Barrow Cadbury Trust chief executive Sara Llewellin chaired the commission, and said infrastructure needs to undergo a redesign.

“It needs to act as a lever bringing in new resources to the sector, including social investment, crowd funding and pro bono support. It needs to be the enabler of voice and the advocate of community action. It needs to collaborate and share more cost effectively. It needs to promote and develop the ‘time economy’, co-production and good volunteering practices. Above all, it needs to help the sector with foresight and managing change, because the pace of change is not going to slow.”

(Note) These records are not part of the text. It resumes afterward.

PR #3845, opened 2021-01-31
Added Dockerfile

catap:
## Description

This commit introduced a `Dockerfile` that allows to build beet as simple docker container with almost all plugins :)

I feel that the next step should be adding github actions to automatically publish releases ;)

You can test this via `docker catap/beet`

Fixes #X.  

## To Do

### DIFF
--- a/.gitignore
+++ b/.gitignore
@@ -89,3 +89,6 @@ ENV/
 /.pydevproject
 /.settings
 .vscode
+
+# GIT stuff, needs for docker
+/.git
--- a/Dockerfile
+++ b/Dockerfile
@@ -1,0 +1,45 @@
+FROM python:3.8
+
+# Copy current sources
+COPY . /src
+
+# install bets
+RUN pip install /src
+
+# install all possibly dependencies for plugins
+RUN pip install pigar
+RUN pigar -p /src/plugins-requirements.txt -P /src
+RUN pip install -r /src/plugins-requirements.txt
+
+# Install some 3rd party plugins
+RUN pip install beets-artistcountry
+RUN pip install beets-copyartifacts3
+RUN pip install git+git://github.com/geigerzaehler/beets-check.git@master
+RUN pip install beets-alternatives
+RUN pip install beets-follow
+RUN pip install beets-noimport
+RUN pip install pip install git+git://github.com/igordertigor/beets-usertag.git@master
+RUN pip install pip install git+git://github.com/8h2a/beets-barcode.git@master
+RUN pip install beets-ydl
+# some well known dependencies
+RUN pip install pylast
+RUN pip install flask
+RUN pip install flask
+RUN pip install beautifulsoup4
+
+# remove sources
+RUN rm -rf /src
+
+# run everything under defined user
+ARG APP_USER=beet
+RUN groupadd -r ${APP_USER} && useradd --no-log-init -r -g ${APP_USER} -d /${APP_USER} ${APP_USER}
+RUN mkdir -p /${APP_USER}
+RUN chown ${APP_USER}:${APP_USER} /${APP_USER}
+
+USER ${APP_USER}:${APP_USER}
+
+# move /beet to volume and ask beet to use /beet as work directory
+VOLUME /beet
+ENV BEETSDIR=/beet
+
+ENTRYPOINT ["beet"]
--- a/.dockerignore
+++ b/.dockerignore
@@ -1,0 +1,1 @@
+.gitignore
--- a/docs/guides/main.rst
+++ b/docs/guides/main.rst
@@ -128,6 +128,31 @@ trouble or you have more detail to contribute here, please direct it to
 .. _get-pip.py: https://bootstrap.pypa.io/get-pip.py
 
 
+Installing on Docker
+^^^^^^^^^^^^^^^^^^^^
+
+You can install beets as docker containers with almost all plugins and all its
+dependencies by simple `docker build -t beets .`.
+
+This container keeps everything inside `/beet` and you can mount your music as
+second volume.
+
+For example if you user's home directory is `/Users/catap` and you keep your
+music at `~/Music` and beet's config and DB as `~/.beet` you can add a simple
+function to your shell rc file like `.zshrc` or `.bashrc`::
+
+    function beet() {
+      docker run --rm -ti -v /Users/catap/.beet:/beet -v /Users/catap/Music:/Music 'beet' $@
+    }
+
+and put config `~/.beet/config.yaml`::
+
+    directory: /Music
+    library: /beet/beets.db
+
+
+After that you can use beets as `docker run --rm -v $(pwd)/beets:/beets beets [CMD]`
+
 Configuring
 -----------
 


catap:
This allows to install `beet` on Synology NAS as simple as:
```
catap@diskstation:~$ cat /usr/local/bin/beet 
#!/bin/sh

sudo docker run --rm --user=$(id -u) --group-add=$(id -g) -ti -v $(echo $HOME)/.beet:/beet -v /volume1/music:/music 'catap/beet' $@
catap@diskstation:~$ 
```

.gitignore
```diff
@@ -89,3 +89,6 @@ ENV/
 /.pydevproject
 /.settings
 .vscode
+
+# GIT stuff, needs for docker
+/.git
```
sampsyo, line 94: Seems odd—wouldn't this be more logical to include in `.dockerignore`, not `.gitignore`?

Dockerfile
```diff
@@ -0,0 +1,45 @@
...
+# Copy current sources
+COPY . /src
+
+# install bets
+RUN pip install /src
+
+# install all possibly dependencies for plugins
+RUN pip install pigar
+RUN pigar -p /src/plugins-requirements.txt -P /src
+RUN pip install -r /src/plugins-requirements.txt
```
sampsyo, line 12: I don't entirely understand the need for `pigar` in this context. Would it make sense to just `pip install` beets with several extras to get all those optional dependencies?

Dockerfile
```diff
@@ -0,0 +1,45 @@
...
+# Install some 3rd party plugins
+RUN pip install beets-artistcountry
+RUN pip install beets-copyartifacts3
+RUN pip install git+git://github.com/geigerzaehler/beets-check.git@master
+RUN pip install beets-alternatives
+RUN pip install beets-follow
+RUN pip install beets-noimport
+RUN pip install pip install git+git://github.com/igordertigor/beets-usertag.git@master
+RUN pip install pip install git+git://github.com/8h2a/beets-barcode.git@master
+RUN pip install beets-ydl
```
sampsyo, line 23: For a Dockerfile we ship with this repository, I would like to _not_ include any third-party plugins. It seems a little strange to "endorse" some but not all… the way we endorse plugins is by including them with the main beets alternatives.

Dockerfile
```diff
@@ -0,0 +1,45 @@
...
+# some well known dependencies
+RUN pip install pylast
+RUN pip install flask
+RUN pip install flask
+RUN pip install beautifulsoup4
```
sampsyo, line 28: These should be covered by the extra dependencies above.

sampsyo (commented):
Thanks for getting this started; it looks like fun! I know a lot of people have rolled their own beets containers, so it will be nice to have a definitive one.

Here are a few suggestions. I would also love to get the attention of a true Docker expert who can audit this for adherence to commonly received "best practices" for writing Dockerfiles.

.gitignore
catap: Nope, because `.dockerignore` should be inside git (and it is a symlink to `.gitignoe`) ;)

Why I added it? Because this is an easy way to add `.git` inside `.dockerignore`

Dockerfile
catap: `pigar` scans everything inside `/src` and put all imports. Why? Because to enable some plugins user also needs to `pip install XXX` that is explained inside docs.

I'm a bit lazy to make it by hand and I've used `pigar` for it.

Dockerfile
catap: I've added all plugins that I can isntall via `pip` and that hadn't beet marked as archived.

Why? Because I'm using `follow` plugging and I did this container mainly for myself :)

Dockerfile
sampsyo: That's the thing—all those dependencies are already listed as "extras" in our setup.py. So we can just use those there:
https://github.com/beetbox/beets/blob/04ea754d00e2873ae9aa2d9e07c5cefd790eaee2/setup.py#L140

catap: I've missed it :(

catap: Yes, this makes things easy. Thanks!

catap: @sampsyo is it possibly to install all plugins by some magic command?

sampsyo: I don't know for sure, but I think the answer is no: https://github.com/beetbox/beets/blob/04ea754d00e2873ae9aa2d9e07c5cefd790eaee2/setup.py#L140

catap: @sampsyo I'm confused. Why? Because I will introduce one more list of plugins.

:(

sampsyo: Yeah, that's not great. But TBH I prefer it a bit to attempting to automatically re-discover dependencies that we have already pinned down based on import names.

catap: @sampsyo defentply. Maybe introducing a new extra "all plugins" is the best way?

sampsyo: No objection there. It seems like there needs to be an "all" list either in the Dockerfile or in setup.py, and I don't immediately see a reason to prioritize one or the other.

catap: @sampsyo any objections why it can't install all dependencies? :)

Honestly docs a bit confused because I read that I need run `pip install requests` and this sort of things, and I feel that plugins aren't so deep integrated.

Now I see that plugins is very deep integrated, and for me it isn't clear why have you used extras here.

sampsyo: Well, that is what pip extras are meant to express: things you might need if you use certain features, but you're not guaranteed to need. Making them optional dependencies means that you don't need to install as many libraries to get started.

.gitignore
jackwilsdon: I think @sampsyo is right here still - `.git` belongs in the `.dockerignore` really ([it seems pretty common to do this](https://github.com/search?l=Ignore+List&q=.git+filename%3A.dockerignore&type=Code)).

Dockerfile
jackwilsdon: The simplest option for users to install additional plugins is probably to make their own Dockerfile and extend ours (it'd be good to document this somewhere), as it keeps the official beets image lightweight and impartial to plugins.

Dockerfile
```diff
@@ -0,0 +1,45 @@
+FROM python:3.8
```
jackwilsdon, line 1: Are we able to extend from the `python:3.8-alpine` image here? It's a bit more lightweight ([35MB](https://microbadger.com/images/python:3.8-alpine) vs [333MB](https://microbadger.com/images/python:3.8)). It's probably worth checking that the majority of our plugins work under alpine though (i.e. their native requirements are available).

Dockerfile
```diff
@@ -0,0 +1,45 @@
...
+
+# Copy current sources
+COPY . /src
+
+# install bets
+RUN pip install /src
```
jackwilsdon, line 7: We should merge all of these `pip` commands into a single `RUN` so that we don't end up with a heap of layers.

.gitignore
catap: @jackwilsdon it requires to create this `.dockerfile`; right now I just make a symlink from `.gitingore` to `.dockeringore` because otherwise it requires to add everything into two places

jackwilsdon: Ah I didn't realise that `.dockerignore` was symlinked to `.gitignore` - I'm a bit hesitant about linking them like this as it doesn't really seem to be a common practice.

catap: @jackwilsdon but they very similar by idea :)

Dockerfile
GuilhermeHideki: If I'm not wrong, another option could be use an `ARG` variable, like an env variable to pass this dependencies at image build time, so you can add something like `RUN pip install $BEETS_PLUGINS`

.gitignore
GuilhermeHideki: the dockerignore and gitignore should be separated because it makes sense (to me) to have CI/CD config or the .github folder ignored by docker but not by git, for example.

Also, for "production-ready" Dockerfiles, I usually use an allowlist, so they look a bit different than my .gitignore, like
```ignore
*
!source_code
!dependencies
```

catap: @GuilhermeHideki and your way will include to doker image all `.pyc` files if you make `pip install -e .` ;)

GuilhermeHideki: @catap This should help
```ignore
# Exclude everything
*
# setup.py dependency
!README.rst
# Make sure that source folters are in dockerfile
!beets
!beetsplug
# Ignore cache files
**/__pycache__
**/*.pyc
# Include code / source files
!**/*.py
!**/*.yaml
!**/*.sh
```

catap: @GuilhermeHideki the idea was to not duplicated ignored/not ignored files.

The goal was to have everything that is ignored in one place.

Recommendations include a call for local infrastructure bodies to demonstrate their value, contribution and impact. Infrastructure bodies are urged to insist on a “seat at the planning tables” which affect communities and use their influence effectively.

Independent funders are urged to offer longer-term funding which is not focused “solely or primarily” on innovation. Collaboration between funders is recommended to maximise impact and to help infrastructure bodies make “more effective use of new forms of organising social action and the changing world of social finance”.

Among recommendations for central and local government and commissioning bodies, the commission urges an ongoing dialogue and collaboration with funders, infrastructure bodies, and others. It also recommends government and commissioners act strategically to fund core infrastructure functions at the local level.

The business community is urged to deploy its workforce’s skills for the benefit of local charities and community groups, and develop a volunteering policy for staff including incentives like paid time to volunteer and a say in the company’s corporate social responsibility strategy.

NAVCA chair Caroline Schwaller said the report shows how essential infrastructure support is to generating and supporting local community action.

“It also shows the need to change. Some NAVCA members are already at the leading edge, delivering innovative services. The challenge for NAVCA members is to be as good as the best. The challenge for NAVCA is to help them get there.”